▶ Problem details: All of the lines below should be output exactly as shown.

(Stored dataset items)
▬▬▬
Issue #1555, opened 2019-12-19
Expanding two connections at same time causes incorrect nodes


kburtram:
- MSSQL Extension Version: 1.8

Steps to Reproduce:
▬▬▬
▶ The completed task:
Issue #1555, opened 2019-12-19
Expanding two connections at same time causes incorrect nodes


kburtram:
- MSSQL Extension Version: 1.8

Steps to Reproduce:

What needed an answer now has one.